State v. Eichers, Minn.Ct.App., 12/2/2013. Officer Meyer works in something called the Airport Police Narcotics Interdiction Unit out at the airport. A package coming through the UPS sorting station caught his eye, initially because it was coming from Phoenix, next day air. He pulled the package off the conveyor belt to get a better look at it. This only aroused his suspicions even more. He found that:
1. The package was shipped from Phoenix, AZ. This is a source city and state for narcotics. 2. Your affiant has found narcotics shipped through UPS from Phoenix many times in the past. 3. The package was sent via [A]ir [S]ervice. Drug couriers use the Air Service because the narcotics will be in the system a shorter time. Air service is very expensive and usually done only by companies. 4. The package appears to be sent from person to person, no company’s involved. All of these characteristics are consistent with previous packages that your affiant has found to contain illegal substances.

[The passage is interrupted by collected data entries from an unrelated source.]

PR #230, opened 2018-06-07
fix broken certs in plugin-tester-java

patriknw:
* using same code as in plugin-tester-scala


patriknw:
> Can we also remove it from build.gradle and pom.xml?

I thought I did that. More places?

raboof:
Oh I guess I missed that then... let's merge when green!

patriknw:
some unrelated integration tests failing, I think we already have ticket for that

PR #237, opened 2018-06-15
[DO NOT MERGE] Allowing downstream projects to add its own generators

ignasi35:
By refactoring the sbt plugin downstream projects may use the machinery
setup here to add their own generators.

Do not merge.


raboof:
I refined this further into #246, WDYT?

raboof:
(seems superseded by #246, feel free to reopen when anything is missing)

Issue #242, opened 2018-06-21
Protoc bridge and errors


johanandren:
protoc-bridge does not capture stderr from the proto process, this means that by luck you get errors from calling protoc shown in the terminal with sbt, it does however not end up in the actually logged error message which will/may be problematic when run from inside an IDE, and definitely for the maven plugin when run inside an IDE where the only error you will get is "java.lang.RuntimeException: protoc returned exit code: 1". 

Not sure if we can work around this in our build plugins or if we need to do an upstream PR capturing stderr.

johanandren:
Especially annoying in Eclipse as it fails without errors in the .proto-files for some reason that is not available in any logs, as far as I can figure out.

johanandren:
Which just redirects the output of the process to the JVM stderr/out so we can capture those (that's what I did for the maven plugin)

PR #243, opened 2018-06-21
m2e support

### LINKED ISSUE #171: Eclipse support for the maven plugin
Making a plugin work well in eclipse seems to require some eclipse specific changes (!!):

* add a m2e lifecycle mapping xml file
* use the plexus BuildContext to detect changes and to inform about generated classes

I made a quick try, but got stuck on figuring out how to get that build context injected.

See more docs here: https://www.eclipse.org/m2e/documentation/m2e-making-maven-plugins-compat.html

johanandren:
Fixes #171

### DIFF
--- a/maven-plugin/src/main/scala/akka/grpc/maven/GenerateMojo.scala
+++ b/maven-plugin/src/main/scala/akka/grpc/maven/GenerateMojo.scala
@@ -1,6 +1,6 @@
 package akka.grpc.maven
 
-import java.io.File
+import java.io.{ ByteArrayOutputStream, File, PrintStream }
 
 import akka.grpc.gen.CodeGenerator
 import akka.grpc.gen.javadsl.{ JavaBothCodeGenerator, JavaClientCodeGenerator, JavaServerCodeGenerator }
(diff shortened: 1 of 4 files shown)


johanandren:
Can't quite test that it works because #242

johanandren:
Somewhat solved #242 for maven

In eclipse: 

screen shot 2018-06-21 at 13 41 27

In the terminal running maven:

screen shot 2018-06-21 at 13 43 52

maven-plugin/src/main/scala/akka/grpc/maven/GenerateMojo.scala
```diff
@@ -1,22 +1,60 @@
...
+  def parseError(errorLine: String): Either[ProtocError, String] = {
+    errorLine match {
+      case ProtocErrorRegex(file, line, pos, message) =>
+        Left(ProtocError(file, line.toInt, pos.toInt, message))
+      case unknown =>
+        Right(unknown)
+    }
+  }
+
+  private def captureStdOutAnderr[T](block: => T): (String, String, T) = {
```
raboof: Nice, though unfortunate that it's needed. Added https://github.com/os72/protoc-jar/issues/48

maven-plugin/src/main/scala/akka/grpc/maven/GenerateMojo.scala
```diff
@@ -28,76 +66,109 @@ class GenerateMojo @Inject() (project: MavenProject) extends AbstractMojo {
...
+
+    // generated sources should be compiled
+    val generatedSourcesDir = "target/generated-sources/akka-grpc-" + language.name().toLowerCase
+    val compileSourceRoot = new File(project.getBasedir, generatedSourcesDir)
+    project.addCompileSourceRoot(generatedSourcesDir)
+
+
+
+    // only do any work if needed (m2e integration)
+    if (!buildContext.isIncremental && buildContext.hasDelta(generatedSourcesDir)) {
```
raboof: This does not make intuitive sense to me, but I'm not familiar with how this works so it might be OK?

johanandren: Yeah, the reason todo it is that eclipse has two phases, one for config and one for actually building. This was pretty much copied ad lib from one of the Java WSDL-generating plugins.

We don't actually do much incremental support as that would require hooking into the compilation in more fine grained detail - keeping track of what .proto generated what files etc.

maven-plugin/src/main/scala/akka/grpc/maven/GenerateMojo.scala
johanandren: Thanks

maven-plugin/src/test/scala/akka/grpc/maven/ProtocSpec.scala
```diff
@@ -0,0 +1,21 @@
...
+class ProtocSpec extends WordSpec with Matchers {
+
+  "The protoc error messages" must {
+    "be parsed into details" in {
+      GenerateMojo.parseError("notifications.proto:12:1: Expected top-level statement (e.g. \"message\").") should
+        === (Left(GenerateMojo.ProtocError("notifications.proto", 12, 1, "Expected top-level statement (e.g. \"message\").")))
+
+    }
+    "be kept if not parseable" in {
+      GenerateMojo.parseError("My hovercraft is full of eels") should ===(Right("My hovercraft is full of eels"))
```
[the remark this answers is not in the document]
johanandren: Wasn't sure we always know what is spit out of protoc so I thought it's best to keep whatever it outputs when it can't be parsed into a line error.

maven-plugin/src/main/scala/akka/grpc/maven/GenerateMojo.scala
johanandren: I wonder if it should really be generatedSourcesDir though

johanandren: Actually, looking at a different generator-style maven plugin (antlr) I see they don't do this, let's skip this condition and always try to compile.

maven-plugin/src/test/scala/akka/grpc/maven/ProtocSpec.scala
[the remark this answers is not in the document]
raboof: Yes, that seems like a good strategy!

raboof:
(failure was #219)

Issue #155, opened 2018-04-06
Select client/server/both


2m:
https://github.com/akka/akka-grpc/pull/154#discussion_r179753307

2m:
I think this is a concern in the sbt plugin as well. Currently it is possible to select what to generate, but requires configuring multiple settings to achieve the desired result. We need something more user friendly to select from the `{java,scala} x {client,server}`.

patriknw:
@raboof is this done?

raboof:
java/scala switching is in there, but client/server/both switching not yet (it currently defaults to 'both').

patriknw:
What is the reason for having a `Seq` for `akkaGrpcGeneratedLanguages`? Doesn't make much sense to generate both java and scala, since class names will be conflicting?

raboof:
If you disable the `flat_package` option the class names no longer conflict. This seems like it could be convenient in some cases (for example we use this in the interop testing project)

patriknw:
ok, then there is a valid reason

patriknw:
seems like the gradle plugin puts the message files in wrong directory: plugin-tester-scala/build/generated/source/proto/main/scalapb/example/myapp/helloworld/grpc/HelloReply.scala

The service classes are right.

patriknw:
ah, it's `scalapb` vs `akkaGrpc`
(I was expecting everything together)

PR #244, opened 2018-06-21
generateClient and generateServer options in gradle plugin, #155

patriknw:
Refs #155

I will add docs also, after https://github.com/akka/akka-grpc/pull/240


raboof:
(checked failures are #219)

PR #314, opened 2018-08-02
Make plugin-tester projects available from main project

jrudolph:
I revamped the ReflectiveCodeGen a bit to make its configuration more like the actual
AkkaGrpcPlugin. I could then get rid of the stubs in the sbt-plugin code.

Then, I created subprojects for `plugin-tester-{java,scala}` in the main project,
so we can directly test and compile them there.

~I created copies of the old ones in `plugin-tester-{java,scala}-standalone` which
contain the old directories to be used outside of the main project. The question is
if this is really necessary, the only reason it is, is because those projects contain their own sbt project files. If we agree that those are not necessary, we can move everything over and remove the `-standalone` versions. (The only reason
I see could be for example purposes to the actual sbt-plugin usage, however, that
doesn't quite work anyway because the code contains the source links to the plugin).~


jrudolph:
(Jenkins will fail in any case, because it tries to build the plugin-tester projects from their own directories, which isn't necessary any more)

build.sbt
```diff
@@ -214,6 +200,34 @@ lazy val docs = Project(
...
 
+lazy val pluginTesterScala = Project(
+  id = "akka-grpc-plugin-tester-scala",
+  base = file("plugin-tester-scala")
+)
+  .settings(Dependencies.pluginTester)
+  .settings(commonSettings)
+  .enablePlugins(akka.grpc.NoPublish)
+  .settings(
+    ReflectiveCodeGen.codeGeneratorSettings ++= Seq("flat_package")
```
raboof: Nice ;)

project/ReflectiveCodeGen.scala
```diff
@@ -40,61 +42,72 @@ object ReflectiveCodeGen extends AutoPlugin {
...
+          |val logger = akka.grpc.gen.StdoutLogger
+          |
+          |(targetPath: java.io.File, settings: Seq[String]) => {
+          |  val generators =
+          |    AkkaGrpcPlugin.generatorsFor(sources, languages, logger) ++
+          |    Seq($extraGenerators).map(gen => AkkaGrpcPlugin.toGenerator(gen, akka.grpc.gen.StdoutLogger))
+          |  AkkaGrpcPlugin.targetsFor(targetPath, settings, generators)
+          |}
+        """.stripMargin
+    val generatorsF = tb.eval(tb.parse(source)).asInstanceOf[(File, Seq[String]) => Seq[Target]]
```
raboof: :open_mouth: cool

build.sbt
```diff
@@ -214,6 +200,34 @@ lazy val docs = Project(
...
+  )
+  .pluginTestingSettings
```
raboof: I'm not sure we really want to use the 'reflective' codegen for the `plugin-tester` projects: I found it quite nice to be able to test against a 'real' sbt project using the 'real' plugin, both on CI and during development.

jrudolph: I came to work on this, because I was reviewing documentation which takes code snippets from `plugin-tester-scala` but I couldn't readily edit those files because IDEA didn't load them correctly because of the project structure (though someone said, that it would work when opening IDEA from the subdirectory).

As you can see in the history, I tried to preserve the old directory structure next to the new one by creating new subdirectories, linking to the same sources but without the standalone sbt build files. 

> found it quite nice to be able to test against a 'real' sbt project using the 'real' plugin, both on CI and during development.

I came to the conclusion that it isn't worth it to keep the extra copy because the plugin-tester projects are no real sbt projects because they still reference the main project for loading the plugin instead of publishing it first.

> On the other hand, during development we can now/soon use the example/quickstart/demo projects for this, so it might not be a big deal anymore.

Exactly.

raboof: > couldn't readily edit those files because IDEA didn't load them correctly

Yes that is annoying

> still reference the main project for loading the plugin instead of publishing it first

You're right - I thought we had to `publishLocal`/`publishM2` and then use `-Dplugin.version`, but that goes for scripted tests and non-sbt builds, not for these projects.

>> On the other hand, during development we can now/soon use the example/quickstart/demo projects for this, so it might not be a big deal anymore.
> Exactly.

Agreed then!

jrudolph:
Did another rebase and squashed into reasonably sized standalone commits.

jrudolph:
Fix a conflict wrt the recently added `proto` directory.

build.sbt
```diff
@@ -116,19 +118,11 @@ lazy val interopTests = Project(
...
-    // needed explicitly as we don't directly depend on the codegen project
-    watchSources ++= (watchSources in codegen).value,
-    // yeah ugly, but otherwise, there's a circular dependency between the project values
-    watchSources ++= (watchSources in ProjectRef(file("."), "sbt-akka-grpc")).value,
-  )
-  .dependsOn(runtime)
-  .enablePlugins(akka.grpc.ReflectiveCodeGen)
-  // needed to be able to override the PB.generate task reliably
-  .disablePlugins(ProtocPlugin)
+    ReflectiveCodeGen.generatedLanguages := "Scala, Java",
```
ktoso: this seems a bit weird that its a string like that...? Why not a specific type that I think we have already?

jrudolph: It's because of the setup where we cannot directly reference settings from the sbt plugin but have to mimic it as far as possible.

jrudolph: So the idea is to keep this mimic'd structure as light as possible being just enough to support running the test project inside the same project.

project/ReflectiveCodeGen.scala
ktoso: lol that's some old school stuff there lol, have not seen this style of reflection since ages :)

build.sbt
ktoso: Ah I see... okey!

jrudolph:
Next rebase ;)

It's expected for the Jenkins PR validation to fail because it still tries to build plugin-tester-scala and plugin-tester-java manually.

jrudolph:
I changed akka-grpc-pr-validator not to run sbt in the plugin-tester-* projects any more. This is now done by aggregation in the main project.

PR #315, opened 2018-08-06
docs improvements while working on play sample apps

ktoso:


docs/src/main/paradox/play-framework.md
```diff
@@ -28,15 +28,21 @@ With the following `helloworld.proto` file:
 
 @@snip[helloworld.proto]($root$/../play-interop-test-scala/src/main/protobuf/helloworld.proto) { #protoSources }
 
-The module file is generated in `example.myapp.helloworld.grpc.helloworld.AkkaGrpcClientModule`.
+The module file is generated in @scala[`example.myapp.helloworld.grpc.helloworld.AkkaGrpcClientModule` by default for Scala]
+@java[`example.myapp.helloworld.grpc.AkkaGrpcClientModule` by default for Java], which corresponds to the default value
```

Officer Meyer then put the package in a room with twenty or so other packages and had his narcotics dog, Brio, sniff around. Brio alerted only to this particular package. With this information, the officer obtained a search warrant and then found a bunch of dope: cocaine and meth. When UPS delivered the package to Mr. Eichers, police arrested him.
Mr. Eicher moved to suppress evidence of the narcotics. He made several arguments. First, he said that the officer had seized the package by removing it from the airport conveyor belt for a brief visual inspection. The court of appeals rejects this argument, relying in part on an Eighth Circuit opinion, United States v. Terriques, 319 F.3d 1051 (8th Cir. 2003), which held that merely removing a package from an airport conveyor belt for a brief visual inspection was not a “seizure.” Mr. Eicher next argued that the officer did seize the package when he put the package in the room with all those other packages and had Brio sniff around. Mr. Eicher wins this argument; this was a seizure that had to be supported by a reasonable articulable suspicion.

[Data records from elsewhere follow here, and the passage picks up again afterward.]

PR #316, opened 2018-08-06
Allow TLS to be turned off in config

chbatey:


runtime/src/main/resources/reference.conf
```diff
@@ -19,6 +19,7 @@ akka.grpc.client."*" {
   user-agent = ""
   # Pulls default configuration from ssl-config-core's reference.conf
   ssl-config = ${ssl-config}
+  use-tls = true
```
ktoso: quickly add some mini docs? :)

runtime/src/main/scala/akka/grpc/GrpcClientSettings.scala
```diff
@@ -91,7 +91,8 @@ object GrpcClientSettings {
         deadline = getPotentiallyInfiniteDuration(clientConfiguration, "deadline"),
         userAgent = getOptionalString(clientConfiguration, "user-agent"),
         sslContext = getOptionalSSLContext(clientConfiguration, "ssl-config"),
-        connectionAttempts = getOptionalInt(clientConfiguration, "connection-attempts"))
+        connectionAttempts = getOptionalInt(clientConfiguration, "connection-attempts"),
+        useTls = clientConfiguration.getBoolean("use-tls"))
```
ktoso: Ah okey since it defaulted to true; Thanks!

ktoso:
Want to try this locally, merging; Following up on docs would be nice some day

PR #325, opened 2018-08-07
Fix gradle build problems on Travis

### LINKED ISSUE #322: Gradle on travis fails
https://travis-ci.org/akka/akka-grpc/jobs/412688002:
```
FAILURE: Build failed with an exception.
* Where:
Build file '/home/travis/build/akka/akka-grpc/gradle-plugin/build.gradle' line: 22
* What went wrong:
A problem occurred evaluating project ':akka-grpc-gradle-plugin'.
> String index out of range: -1
```
It would seem like `"git describe --tags".execute().text` is returning an empty string

jrudolph:
Fixes #322.

### DIFF
--- a/.travis.yml
+++ b/.travis.yml
@@ -55,6 +55,7 @@ cache:
   directories:
     - $HOME/.ivy2/cache
     - $HOME/.sbt/boot
+    - $HOME/.gradle
 
 env:
   global:
--- a/.travis.yml
+++ b/.travis.yml
@@ -3,6 +3,10 @@ language: scala
 scala:
   - 2.12.6
 
+# make sure to fetch enough commits, so that git describe still works
+git:
+  depth: false
+
 jobs:
   include:
     - stage: tests


raboof:
Is that to diagnose #322? I'm pretty sure it's the git command producing an empty string... curious why though

jrudolph:
> Is that to diagnose #322? I'm pretty sure it's the git command producing an empty string... curious why though

No idea, I also don't know enough about gradle to add real diagnostic output.

The stacktrace is this:

```
Caused by: java.lang.StringIndexOutOfBoundsException: String index out of range: -1
	at java_lang_String$substring.call(Unknown Source)
	at build_1vs261n3s21r3usm2obayf5hm.run(/home/travis/build/akka/akka-grpc/gradle-plugin/build.gradle:22)
	at org.gradle.groovy.scripts.internal.DefaultScriptRunnerFactory$ScriptRunnerImpl.run(DefaultScriptRunnerFactory.java:90)
	... 98 more
```

raboof:
Yeah and it mentions:
```
* Where:
Build file '/home/travis/build/akka/akka-grpc/gradle-plugin/build.gradle' line: 22
```

jrudolph:
I added `git describe --tags` to the travis build script and now we get

```
Before describe
fatal: No names found, cannot describe anything.
```

So maybe tags are not fetched?

jrudolph:
Ah....

travis clones with `git clone --depth=50` and v0.1 just moved outside of that depth...

jrudolph:
When you clone with `--depth=50` there will an entry in `.git/shallow` which cuts off history add that point, so even if you look at history with `tig` or other tools, the older commits are suddenly missing even if you fetched them later on and they actually exist in your repo.

raboof:
wow that explains :D. Damn.

jrudolph:
Pushed a fix, let's see if it works ;)

raboof:
We should just release more often, right? :laughing:

jrudolph:
That would be the boring resolution ;)

jrudolph:
Tests green, please review.

PR #348, opened 2018-08-15
fix #285 parallelism must be set explicitly

### LINKED ISSUE #285: Opposite streams block each other
I don't know if the following is a bug or what.

I have a situation where a long-lived stream is used to stream calculated data from client to server.
With the same client I have a second stream, which is used to retrieve data from the server.

The problems arises when the first stream is open and is not sending anything, it blocks the second stream from retrieving data.

Sincerely,
Peter

ktoso:
https://github.com/akka/akka-grpc/issues/285


chbatey:
Hrmm not sure about this guy, no CLA

ktoso:
https://www.lightbend.com/contribute/cla/check/ktoso 😉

Mr. Eicher argued that this dog sniff was a search that required reasonable articulable suspicion. Again, he wins this argument. Alas, though, he does not prevail on his claim that the officer lacked this reasonable articulable suspicion for the reasons recited up above.
Judge Ross concurred in the result, although he didn’t say that explicitly. He did not believe that the federal constitution required Officer Meyer to have a reasonable articulable suspicion that the package contained contraband in order to put the package in the room with all those other packages in order to perform the dog sniffing test. And, he didn’t believe that the officer needed a reasonable articulable suspicion to perform the dog sniffing test. In fact, he didn’t think that whatever the dog did was a search at all, state court opinions to the contrary. Covering the bases, he opined that even if whatever the dog did was, indeed, a search, then Mr. Eicher had no reasonable expectation of privacy in the package anyway, again, federal court opinions to the contrary. In a post 9/11 world, Judge Ross thought that as soon as anyone let go of anything that may find its way onto or into an airplane the government can have its way with it.
Judge Hudson dissented. The judge concluded that the officer did not have a reasonable articulable suspicion for the dog sniff of the package. Sending a package next day air, and sending it from Phoenix amounted to nothing more than a hunch.
Look for the Supreme Court to take this case if anyone asks.